▶ **Requirement**
When you respond, restate each record exactly as it is given.

━━━━━ Data shown ━━━━━

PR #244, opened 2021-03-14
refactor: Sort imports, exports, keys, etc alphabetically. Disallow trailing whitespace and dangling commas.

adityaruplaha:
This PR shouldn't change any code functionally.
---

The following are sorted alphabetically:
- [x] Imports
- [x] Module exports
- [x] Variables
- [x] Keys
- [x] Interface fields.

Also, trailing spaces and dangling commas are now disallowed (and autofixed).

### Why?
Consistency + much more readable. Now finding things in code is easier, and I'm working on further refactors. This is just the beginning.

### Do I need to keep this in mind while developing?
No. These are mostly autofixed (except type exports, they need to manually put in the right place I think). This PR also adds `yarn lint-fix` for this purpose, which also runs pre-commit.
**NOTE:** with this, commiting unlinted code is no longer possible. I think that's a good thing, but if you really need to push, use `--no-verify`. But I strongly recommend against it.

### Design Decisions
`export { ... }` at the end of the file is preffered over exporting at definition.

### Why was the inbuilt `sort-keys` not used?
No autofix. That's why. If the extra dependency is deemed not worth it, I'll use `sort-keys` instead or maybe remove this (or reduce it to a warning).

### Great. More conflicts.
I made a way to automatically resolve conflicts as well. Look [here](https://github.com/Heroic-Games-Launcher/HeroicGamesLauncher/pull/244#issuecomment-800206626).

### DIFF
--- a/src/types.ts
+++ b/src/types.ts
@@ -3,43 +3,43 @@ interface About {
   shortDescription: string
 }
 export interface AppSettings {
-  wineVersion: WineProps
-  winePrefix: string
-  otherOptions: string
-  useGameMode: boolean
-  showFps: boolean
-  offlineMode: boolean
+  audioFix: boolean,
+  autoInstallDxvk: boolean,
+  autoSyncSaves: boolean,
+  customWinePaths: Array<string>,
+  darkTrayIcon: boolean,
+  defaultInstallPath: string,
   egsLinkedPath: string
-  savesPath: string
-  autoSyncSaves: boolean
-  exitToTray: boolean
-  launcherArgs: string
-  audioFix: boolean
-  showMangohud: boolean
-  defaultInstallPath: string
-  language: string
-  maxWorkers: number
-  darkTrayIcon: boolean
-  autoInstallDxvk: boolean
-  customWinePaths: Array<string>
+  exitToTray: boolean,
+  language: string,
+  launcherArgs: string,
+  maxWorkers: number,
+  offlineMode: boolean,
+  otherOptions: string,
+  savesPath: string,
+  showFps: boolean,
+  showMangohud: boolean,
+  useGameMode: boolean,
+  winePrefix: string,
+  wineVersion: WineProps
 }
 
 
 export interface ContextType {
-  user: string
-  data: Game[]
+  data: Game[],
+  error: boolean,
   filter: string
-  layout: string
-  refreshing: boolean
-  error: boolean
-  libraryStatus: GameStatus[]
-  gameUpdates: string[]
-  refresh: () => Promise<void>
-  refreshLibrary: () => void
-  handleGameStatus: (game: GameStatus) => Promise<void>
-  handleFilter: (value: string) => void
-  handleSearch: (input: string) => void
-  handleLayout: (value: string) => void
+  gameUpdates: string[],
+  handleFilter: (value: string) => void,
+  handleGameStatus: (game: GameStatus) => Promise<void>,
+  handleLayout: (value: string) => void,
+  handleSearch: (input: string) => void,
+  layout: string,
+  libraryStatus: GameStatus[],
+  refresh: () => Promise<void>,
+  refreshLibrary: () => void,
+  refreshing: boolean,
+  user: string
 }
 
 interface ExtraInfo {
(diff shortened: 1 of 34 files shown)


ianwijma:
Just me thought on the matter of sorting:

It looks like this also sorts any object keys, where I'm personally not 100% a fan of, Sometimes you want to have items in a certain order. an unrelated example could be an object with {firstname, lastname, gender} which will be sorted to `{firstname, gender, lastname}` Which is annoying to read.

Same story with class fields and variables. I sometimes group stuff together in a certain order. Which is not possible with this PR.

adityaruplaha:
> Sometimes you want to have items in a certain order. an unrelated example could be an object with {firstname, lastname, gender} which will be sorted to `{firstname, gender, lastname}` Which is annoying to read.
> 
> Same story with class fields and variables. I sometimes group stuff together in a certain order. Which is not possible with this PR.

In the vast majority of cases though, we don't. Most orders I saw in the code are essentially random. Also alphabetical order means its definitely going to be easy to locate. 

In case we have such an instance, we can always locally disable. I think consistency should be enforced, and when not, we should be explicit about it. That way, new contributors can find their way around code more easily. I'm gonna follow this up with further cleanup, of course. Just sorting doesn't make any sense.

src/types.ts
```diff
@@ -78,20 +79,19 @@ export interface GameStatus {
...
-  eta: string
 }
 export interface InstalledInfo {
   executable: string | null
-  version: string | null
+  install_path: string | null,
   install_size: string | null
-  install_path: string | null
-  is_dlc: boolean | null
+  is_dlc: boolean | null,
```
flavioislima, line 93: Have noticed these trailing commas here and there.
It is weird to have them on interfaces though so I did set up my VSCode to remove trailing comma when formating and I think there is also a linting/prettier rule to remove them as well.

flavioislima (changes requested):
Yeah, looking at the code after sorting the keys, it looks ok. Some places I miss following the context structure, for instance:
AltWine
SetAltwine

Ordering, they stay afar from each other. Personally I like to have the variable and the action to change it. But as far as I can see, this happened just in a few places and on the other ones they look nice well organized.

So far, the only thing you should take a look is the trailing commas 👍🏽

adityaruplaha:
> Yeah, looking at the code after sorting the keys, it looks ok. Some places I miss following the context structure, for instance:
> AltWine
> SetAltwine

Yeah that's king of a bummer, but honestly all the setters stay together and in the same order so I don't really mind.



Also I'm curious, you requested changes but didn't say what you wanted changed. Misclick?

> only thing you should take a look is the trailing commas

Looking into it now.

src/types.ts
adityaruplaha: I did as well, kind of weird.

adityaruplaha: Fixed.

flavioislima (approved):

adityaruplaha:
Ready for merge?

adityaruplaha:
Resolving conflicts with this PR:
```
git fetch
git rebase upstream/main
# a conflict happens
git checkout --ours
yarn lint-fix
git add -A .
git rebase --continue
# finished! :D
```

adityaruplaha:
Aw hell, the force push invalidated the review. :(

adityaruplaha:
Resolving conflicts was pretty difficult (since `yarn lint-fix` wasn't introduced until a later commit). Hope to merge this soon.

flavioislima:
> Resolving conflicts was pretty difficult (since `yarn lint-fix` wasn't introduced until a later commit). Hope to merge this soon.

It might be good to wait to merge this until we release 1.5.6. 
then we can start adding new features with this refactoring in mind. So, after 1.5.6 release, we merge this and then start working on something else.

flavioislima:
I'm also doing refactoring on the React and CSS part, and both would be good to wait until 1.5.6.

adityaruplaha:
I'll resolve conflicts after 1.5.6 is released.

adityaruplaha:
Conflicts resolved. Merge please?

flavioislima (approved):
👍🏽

━━━━━

▶ **Task result**
PR #244, opened 2021-03-14
refactor: Sort imports, exports, keys, etc alphabetically. Disallow trailing whitespace and dangling commas.

adityaruplaha:
This PR shouldn't change any code functionally.
---

The following are sorted alphabetically:
- [x] Imports
- [x] Module exports
- [x] Variables
- [x] Keys
- [x] Interface fields.

Also, trailing spaces and dangling commas are now disallowed (and autofixed).

### Why?
Consistency + much more readable. Now finding things in code is easier, and I'm working on further refactors. This is just the beginning.

### Do I need to keep this in mind while developing?
No. These are mostly autofixed (except type exports, they need to manually put in the right place I think). This PR also adds `yarn lint-fix` for this purpose, which also runs pre-commit.
**NOTE:** with this, commiting unlinted code is no longer possible. I think that's a good thing, but if you really need to push, use `--no-verify`. But I strongly recommend against it.

### Design Decisions
`export { ... }` at the end of the file is preffered over exporting at definition.

### Why was the inbuilt `sort-keys` not used?
No autofix. That's why. If the extra dependency is deemed not worth it, I'll use `sort-keys` instead or maybe remove this (or reduce it to a warning).

### Great. More conflicts.
I made a way to automatically resolve conflicts as well. Look [here](https://github.com/Heroic-Games-Launcher/HeroicGamesLauncher/pull/244#issuecomment-800206626).

### DIFF
--- a/src/types.ts
+++ b/src/types.ts
@@ -3,43 +3,43 @@ interface About {
   shortDescription: string
 }
 export interface AppSettings {
-  wineVersion: WineProps
-  winePrefix: string
-  otherOptions: string
-  useGameMode: boolean
-  showFps: boolean
-  offlineMode: boolean
+  audioFix: boolean,
+  autoInstallDxvk: boolean,
+  autoSyncSaves: boolean,
+  customWinePaths: Array<string>,
+  darkTrayIcon: boolean,
+  defaultInstallPath: string,
   egsLinkedPath: string
-  savesPath: string
-  autoSyncSaves: boolean
-  exitToTray: boolean
-  launcherArgs: string
-  audioFix: boolean
-  showMangohud: boolean
-  defaultInstallPath: string
-  language: string
-  maxWorkers: number
-  darkTrayIcon: boolean
-  autoInstallDxvk: boolean
-  customWinePaths: Array<string>
+  exitToTray: boolean,
+  language: string,
+  launcherArgs: string,
+  maxWorkers: number,
+  offlineMode: boolean,
+  otherOptions: string,
+  savesPath: string,
+  showFps: boolean,
+  showMangohud: boolean,
+  useGameMode: boolean,
+  winePrefix: string,
+  wineVersion: WineProps
 }
 
 
 export interface ContextType {
-  user: string
-  data: Game[]
+  data: Game[],
+  error: boolean,
   filter: string
-  layout: string
-  refreshing: boolean
-  error: boolean
-  libraryStatus: GameStatus[]
-  gameUpdates: string[]
-  refresh: () => Promise<void>
-  refreshLibrary: () => void
-  handleGameStatus: (game: GameStatus) => Promise<void>
-  handleFilter: (value: string) => void
-  handleSearch: (input: string) => void
-  handleLayout: (value: string) => void
+  gameUpdates: string[],
+  handleFilter: (value: string) => void,
+  handleGameStatus: (game: GameStatus) => Promise<void>,
+  handleLayout: (value: string) => void,
+  handleSearch: (input: string) => void,
+  layout: string,
+  libraryStatus: GameStatus[],
+  refresh: () => Promise<void>,
+  refreshLibrary: () => void,
+  refreshing: boolean,
+  user: string
 }
 
 interface ExtraInfo {
(diff shortened: 1 of 34 files shown)


ianwijma:
Just me thought on the matter of sorting:

It looks like this also sorts any object keys, where I'm personally not 100% a fan of, Sometimes you want to have items in a certain order. an unrelated example could be an object with {firstname, lastname, gender} which will be sorted to `{firstname, gender, lastname}` Which is annoying to read.

Same story with class fields and variables. I sometimes group stuff together in a certain order. Which is not possible with this PR.

adityaruplaha:
> Sometimes you want to have items in a certain order. an unrelated example could be an object with {firstname, lastname, gender} which will be sorted to `{firstname, gender, lastname}` Which is annoying to read.
> 
> Same story with class fields and variables. I sometimes group stuff together in a certain order. Which is not possible with this PR.

In the vast majority of cases though, we don't. Most orders I saw in the code are essentially random. Also alphabetical order means its definitely going to be easy to locate. 

In case we have such an instance, we can always locally disable. I think consistency should be enforced, and when not, we should be explicit about it. That way, new contributors can find their way around code more easily. I'm gonna follow this up with further cleanup, of course. Just sorting doesn't make any sense.

src/types.ts
```diff
@@ -78,20 +79,19 @@ export interface GameStatus {
...
-  eta: string
 }
 export interface InstalledInfo {
   executable: string | null
-  version: string | null
+  install_path: string | null,
   install_size: string | null
-  install_path: string | null
-  is_dlc: boolean | null
+  is_dlc: boolean | null,
```
flavioislima, line 93: Have noticed these trailing commas here and there.
It is weird to have them on interfaces though so I did set up my VSCode to remove trailing comma when formating and I think there is also a linting/prettier rule to remove them as well.

flavioislima (changes requested):
Yeah, looking at the code after sorting the keys, it looks ok. Some places I miss following the context structure, for instance:
AltWine
SetAltwine

Ordering, they stay afar from each other. Personally I like to have the variable and the action to change it. But as far as I can see, this happened just in a few places and on the other ones they look nice well organized.

So far, the only thing you should take a look is the trailing commas 👍🏽

adityaruplaha:
> Yeah, looking at the code after sorting the keys, it looks ok. Some places I miss following the context structure, for instance:
> AltWine
> SetAltwine

Yeah that's king of a bummer, but honestly all the setters stay together and in the same order so I don't really mind.



Also I'm curious, you requested changes but didn't say what you wanted changed. Misclick?

> only thing you should take a look is the trailing commas

Looking into it now.

src/types.ts
adityaruplaha: I did as well, kind of weird.

adityaruplaha: Fixed.

flavioislima (approved):

adityaruplaha:
Ready for merge?

adityaruplaha:
Resolving conflicts with this PR:
```
git fetch
git rebase upstream/main
# a conflict happens
git checkout --ours
yarn lint-fix
git add -A .
git rebase --continue
# finished! :D
```

adityaruplaha:
Aw hell, the force push invalidated the review. :(

adityaruplaha:
Resolving conflicts was pretty difficult (since `yarn lint-fix` wasn't introduced until a later commit). Hope to merge this soon.

flavioislima:
> Resolving conflicts was pretty difficult (since `yarn lint-fix` wasn't introduced until a later commit). Hope to merge this soon.

It might be good to wait to merge this until we release 1.5.6. 
then we can start adding new features with this refactoring in mind. So, after 1.5.6 release, we merge this and then start working on something else.

flavioislima:
I'm also doing refactoring on the React and CSS part, and both would be good to wait until 1.5.6.

adityaruplaha:
I'll resolve conflicts after 1.5.6 is released.

adityaruplaha:
Conflicts resolved. Merge please?

flavioislima (approved):
👍🏽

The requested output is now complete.